It is a challenging open problem to construct an explicit 1-factorization of the bipartite Kneser graph $H(v,t)$, which contains as vertices all t-element and $(v-t)$-element subsets of $[v]:=\{1,\dots ,v\}$ (where $v>2t$) and an edge between any two vertices when one is a subset of the other. In this paper, for the special case where $t=2$ and v is an odd prime power, we construct such 1-factorizations using perpendicular arrays. We also revisit two known 1-factorizations of $H(2t+1,t)$ – the lexical factorization and modular factorization. Among other results, we give interesting alternative definitions of these 1-factorizations and design an optimal algorithm for computing the lexical factorization.

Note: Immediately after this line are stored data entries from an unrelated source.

PR #1955, opened 2026-07-15
fix(dungeons): boss adds anchor where they erupt, exit-portal threat wipe, heroic damage rebalance

ryan-foo:
## Summary

Fixes the boss-add aggro/leash bug and rebalances heroic dungeon damage.

**The add leash bug (Velkhar, Korzul's sanctum, Thunzharr).** `spawnBossAdds` gave every summoned add the BOSS's original `spawnPos` as its leash home. A boss kited past the leash radius (45yd outdoors, 70yd in dungeons) hatched adds that were instantly past their own leash: the first engaged tick flipped them to evade with a wiped hate table, so they ran home without ever swinging and players could kite add waves indefinitely. Adds now anchor where they ERUPT (they keep `createMob`'s spawnPos at the eruption point beside the boss) and seed `leashAnchor` the same way `aggroMob` does on a normal pull. Kiting an add is now bounded by the normal leash rules measured from the fight. This covers Grand Necromancer Velkhar's bonewalkers, Vael's thralls, Thunzharr's stormlings, and the delve raise-dead channel (all route through `spawnBossAdds`). The Nythraxis raid is untouched (its adds use a `canLeash: false` profile and its own spawn path).

**Exit-portal threat wipe.** Players could dance in and out of the dungeon exit to kite pulls: threat persisted across the teleport. `leaveDungeon` now scrubs the leaver (and anything they own, e.g. their pet) from every instance mob's hate table via a new `dropThreat` helper in the pure `threat.ts` leaf, releasing taunt locks and clearing aggro so the mob re-targets the remaining party next tick or evades home. Re-entering means earning aggro from scratch.

**Heroic damage rebalance.** Live heroics proved overtuned:

- The four five-man `damageMultiplier` values drop 25% (hollow_crypt 6.8 to 5.1, sunken_bastion 6.2 to 4.65, drowned_temple 5.7 to 4.3, gravewyrm_sanctum 5.4 to 4.05). The calibration target moves from ~20% to ~15% of the reference geared shaman's max hp per elite trash swing, final bosses from ~22-24% to ~17-18%. This also softens the guard adds flanking Korzul and Velkhar on their pulls.
- Boss-SUMMONED add waves additionally swing at a new per-dungeon `addDamageMultiplier` (~half the trash value), because an add pack lands on top of the boss's own swings and mechanics. `spawnBossAdds` passes `{ summonedAdd: true }` and the same multiplier is stamped on the adds' fire-time mechanics (`mechanicDamageMult`). On heroic Velkhar, each bonewalker now swings for roughly 4% of a geared tank's hp instead of 10%.
- The Nythraxis raid arena keeps its tuning: its `addDamageMultiplier` mirrors `damageMultiplier` and is inert (raid adds spawn through the encounter script).

(A one-line regen of `translation_keys.generated.ts` originally rode this branch to fix pre-existing base staleness; the retarget merge to `release/v0.27.0` made it a no-op because the release branch already carries the same line, so it no longer appears in the diff. `tsc --noEmit` and the i18n equivalence suite are green on this head.)

## Type of change

- [x] Bug fix
- [x] Feature: new functionality (per-dungeon summoned-add tuning knob)

## How was this tested?

- Commands:
  - `npx vitest run tests/boss_add_leash.test.ts` (new suite: kited-boss adds engage instead of instant-evading, anchor at the eruption point, heroic adds use `addDamageMultiplier`, normal difficulty untouched)
  - `npx vitest run tests/world_boss.test.ts` (Thunzharr stormlings: new kited-boss regression case)
  - `npx vitest run tests/dungeons.test.ts` (exit threat wipe: solo scrub + party re-target cases)
  - `npx vitest run tests/threat.test.ts tests/dungeon_difficulty.test.ts` (dropThreat unit tests; the retuned multiplier ladder and summoned-add transform pinned to exact literals)
  - `npx vitest run tests/parity` (green with NO golden regen: the change draws no rng and shifts no draw order)
  - `npm run gate` (full suite: the only failures are pre-existing on a clean origin/release/v0.26.0 checkout, verified by running the same files against an untouched base worktree)
- Manual steps: none (sim-only change; QA gate + architecture review dispatched over the diff, zero blocking findings).

### Quality

- [x] **The full gate passes** modulo failures reproduced bit-identically on the clean base branch (details in the testing section). Decisive tests added for every changed behavior.

### Cross-platform

- ~Tested on desktop and mobile.~ N/A (no UI change; sim runs identically on all three hosts by construction, parity gate green)

### Localization (i18n)

- [x] N/A. This PR adds no player-visible strings (the generated-file change is a regen of a pre-existing catalog key, not a new string).

### Hygiene

- [x] Generated files were regenerated by their owning build step (`npm run i18n:gen`), not hand-edited.


jgyy (commented):
Genuinely solid, well-scoped bug fix. The add-leash root cause is correct and verified against the existing `aggroMob` anchoring idiom: the new `spawnBossAdds` code mirrors that same pattern, and `createMob` already anchors `spawnPos` at the eruption point, so removing the old override that copied the boss's own spawnPos onto the add is precisely the right minimal fix. The exit-portal threat-wipe fix is properly server-side, and the tests are genuinely test-first: `tests/boss_add_leash.test.ts` and the `world_boss.test.ts` addition reproduce the exact "kited past leash radius" scenario, and `tests/dungeons.test.ts` covers both solo and party-retarget-on-leave cases.

should-fix: the PR body claims a one-line regen of `translation_keys.generated.ts` fixing pre-existing i18n/tsc staleness on the release branch, but that file isn't actually in the diff (10 files changed, none of them that path). Either the body is stale from a rebase or the regen never got committed, worth confirming `tsc` and the i18n equivalence test are actually green on this exact branch before merge.

nit: the heroic damage-multiplier retunes are described as a uniform 25% cut / "roughly half" for adds, but a couple of the four dungeons land a fraction off exact (drowned_temple is 24.6%, not 25%). Reads like intentional calibration rounding rather than a mistake, just worth a one-line comment acknowledging the rounding so a future contributor doesn't "fix" it back to the exact fraction.

No blocking issues. Merge-tree against release/v0.27.0 is clean.

ryan-foo:
Both follow-ups addressed. The stale generated-file claim in the body is corrected: the one-line translation_keys regen originally rode this branch, and the retarget merge to release/v0.27.0 made it a no-op (the release branch already carries the same line), which is why it vanished from the diff; tsc and the i18n equivalence suite are green on this head. The rounding nit now has a comment in dungeon_difficulty.ts (f04c68776) stating the tidy multipliers are deliberate calibration rounding (drowned_temple is a 24.6% cut on purpose), so nobody corrects them back to exact fractions.

EnriqueGF (commented):
Reviewed the full diff at f04c687 against release/v0.27.0 and verified the load-bearing claims in the code. This is a solid fix: the eruption-point anchor matches how aggroMob seeds a normal pull, the exit scrub goes through a tested pure helper in threat.ts, and the test suites are decisive (literal pins on the retuned ladder, a real kited-boss regression case for both Velkhar and Thunzharr, solo scrub plus party re-target cases).

What I verified, not just read:

- `tsc --noEmit` green; `tests/architecture.test.ts` and `tests/localization_fixes.test.ts` green; `tests/parity` green with no golden regen (the change adds no rng draw and moves none: the one draw near the edit, `rng.int` on the base template at the top of the spawn loop, is untouched).
- All five touched suites pass: boss_add_leash, dungeon_difficulty, threat, dungeons, world_boss (plus guide freshness, since the tuning table could plausibly have fed the wiki; it does not).
- Summoned adds are pushed into `inst.mobIds` (sim.ts:5744), so the exit scrub covers boss add waves too, not just the spawn list.
- After the scrub, a mob with an empty table resolves next tick via updateMobTarget -> retargetMob -> evade, and a mob with remaining party threat re-targets; both arms are pinned by the new dungeons tests.
- The Nythraxis claims hold: no `summonAdds` record spawns a raid add, the encounter script still sets `add.spawnPos = boss.spawnPos` itself, so `findNythraxisBossForAdd`'s spawnPos-proximity fallback (encounters/nythraxis.ts:200) is unaffected, and the mirrored `addDamageMultiplier: 2.0` is genuinely inert.
- The optional `role` param keeps every existing call site's semantics; merge against the current release/v0.27.0 head (91d7b86) is conflict-free and the base drift there (reset locks, freeInstance) does not touch leaveDungeon or the threat paths.
- No banned dashes or emojis in the added lines; determinism is clean (the `[...mob.threat.keys()]` snapshot iterates in insertion order and is safe against delete-during-iterate).

Findings, none blocking:

- nit, src/sim/instances/dungeons.ts:360: the scrub fires only on the leaveDungeon path. Any other way a live player leaves a claimed instance (an arena pull, a dev teleport) keeps their threat entries and any taunt lock until the leash check evades the mob or the lazy prune drops them. Self-healing and not repeatable the way the door dance was, so fine to leave; noting it in case a future exit path lands.
- nit, src/sim/sim.ts:5740: a slain non-worldBoss summoned add keeps a normal in-place respawn timer (combat/damage.ts, the respawnTimer assignment), and with the re-anchor it now respawns at the eruption point rather than the boss's home. For the outdoor summonAdds bosses (temple, zones 1 to 3) a kited fight can leave adds re-populating the kite spot. Adds respawning at all is pre-existing; this PR only moves the point, but the outdoor summoners may want the worldBoss-style despawn-on-death treatment in a follow-up.
- nit, src/sim/instances/dungeons.ts:388: a taunt lock held by the leaver's already-dead pet (entry lazily pruned, id still in forcedTargetId) is not released by the scrub; updateMobTarget clears it next tick because the forced entity is dead, so no stuck state, just asymmetric coverage.

Nice touch on the calibration-rounding comment in the tuning table; it preempts exactly the kind of "fix the fraction" churn those numbers invite.

ryan-foo:
@EnriqueGF appreciated, especially the Nythraxis-fallback and iteration-safety verification. All three nits acknowledged as-is: the scrub stays scoped to the leaveDungeon path (other exits self-heal via the leash/prune machinery and are not repeatable the way the door dance was), the outdoor summoners' respawn-at-eruption-point behavior is noted for a follow-up (giving them the worldBoss-style despawn-on-death treatment is the likely shape), and the dead-pet taunt-lock asymmetry is covered by updateMobTarget clearing the forced entity next tick. If the outdoor-summoner follow-up gets picked up, it lands as its own PR.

构造二分式Kne​​ser图的显式1因子分解是一个充满挑战的开放问题 $H（v，Ť）$，其中包含所有t元素和$（v-Ť）$的元素子集 $[v]：=\{\mathrm{1个}，\dots ，v\}$ （哪里 $v>2Ť$）和两个顶点之间的边（当一个顶点是另一个顶点的子集时）。在本文中，对于特殊情况，$Ť=2$和v是一个奇素数功率，我们使用垂直阵列构造这样1-因式分解。我们还回顾了两个已知的1因式分解$H（2Ť+\mathrm{1个}，Ť）$–词汇分解和模块化分解。在其他结果中，我们给出了这些1分解的有趣定义，并设计了一种用于计算词汇分解的最佳算法。